Elle semble comprendre l'idée générale, mais je ne peux pas élever mes souvenirs à un tel niveau. Je veux tellement qu'elle ne découvre rien. À chaque phrase, je ressens cette résistance. Mon esprit se crispe à la pensée de rappeler des souvenirs sombres, des souvenirs de ce placard exigu où je me retrouvais souvent. Ou des violences qui venaient à chaque fois que je faisais quelque chose de travers.
Cette petite pièce vide, presque comme un placard, où je devais me tenir debout sans pouvoir bouger ni manger, ça serait sûrement trop pour elle. Je sais que si jamais je commence à lui parler de ça, elle ne comprendra pas. Personne ne pourrait saisir l'angoisse qui s'accumulait.
Elle change de sujet gentiment, hors de ce territoire d’angoisse. « Quel genre d’activités faisais-tu ? As-tu eu de bons moments dans cette cave ? Quelque chose qui t’a fait sourire ? »

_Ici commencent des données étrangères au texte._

PR #1259, opened 2026-05-23
Gate USB Decent scale on the Serial USB toggle

skialpine:
## Summary
- The **Serial USB toggle** now gates the USB Half Decent Scale, not just the DE1. Previously `usbScaleManager.startPolling()` ran unconditionally, so a USB-tethered scale always took over via USB even with the toggle off — you couldn't test the same scale over Bluetooth/WiFi without unplugging.
- The USB scale now polls **only when the toggle is on** (matching the DE1's existing `usbManager` gating).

Je me mords la lèvre, détourne la tête vers le tapis aux motifs flous du bureau. Il doit exister un instant, une lueur, mais tout me semble sombre, et je déteste le fait que je repousse mes souvenirs.
« Je… pas vraiment, » murmure-je. « Juste respecter les règles. Chaque chose à sa place, et ne pas penser à ce qui se passait en dehors. Mais il nous arrivait de sourire ensemble. De lire ensemble, de suivre un film ensemble. Il n'était pas toujours méchant. »
Je vois comme elle prend cela à cœur, mais je ne peux toujours pas me permettre d’en parler. Je refuse de lui donner des miettes de ma douleur.
Je suis tiraillé. Ma mémoire se déplace vers le passé, sur cette idée qu'il y avait des choses que je ne voulais jamais revivre, des choses que je ne veux plus penser. Je ne peux pas me permettre de balayer tout ça sous le tapis. Même ici, dans ce bureau, je peux sentir la profondeur des cicatrices laissées par Jack. Elles sont là, lourdes à porter.
« Taehyung, tu es ici en sécurité, maintenant. Tu as le droit d’exister sans ces règles, sans cette peur. Tu peux créer un espace qui te ressemble, échapper à ces souvenirs. » Ses mots résonnent, mais je suis toujours enfermé dans cette lutte éternelle entre le passé et le présent.
« Je suis juste fatigué, » finis-je par admettre, mes yeux se baissant alors que je m’éloigne de son regard compatissant.
« C’est normal de se sentir ainsi. Tu viens de passer par une expérience extraordinairement difficile. Prends tout le temps dont tu as besoin. Mais n’oublie pas, je suis ici pour t’aider. »
À ce moment-là, j’apprends une nouvelle leçon de l’espoir. Mais une partie de moi résiste. Une part de moi sait que ces mots doux ne suffisent pas, que les échos du passé vont s’accrocher comme des ombres indéfinies.
Tout ce que je veux, c'est disparaître dans ce silence océanique, à chaque respiration me tirant lentement vers un endroit familier, un endroit déformé par la douleur mais peut-être même apaisant dans ses règles excentriques.
Je suis en guerre contre ma propre mémoire, et ici, tout cela devient une tâche qui ne fait qu’ajouter à mon poids. Je suis un enfant insouciant, perdu, m'accrochant à cette routine qui paraît si futile mais si essentielle.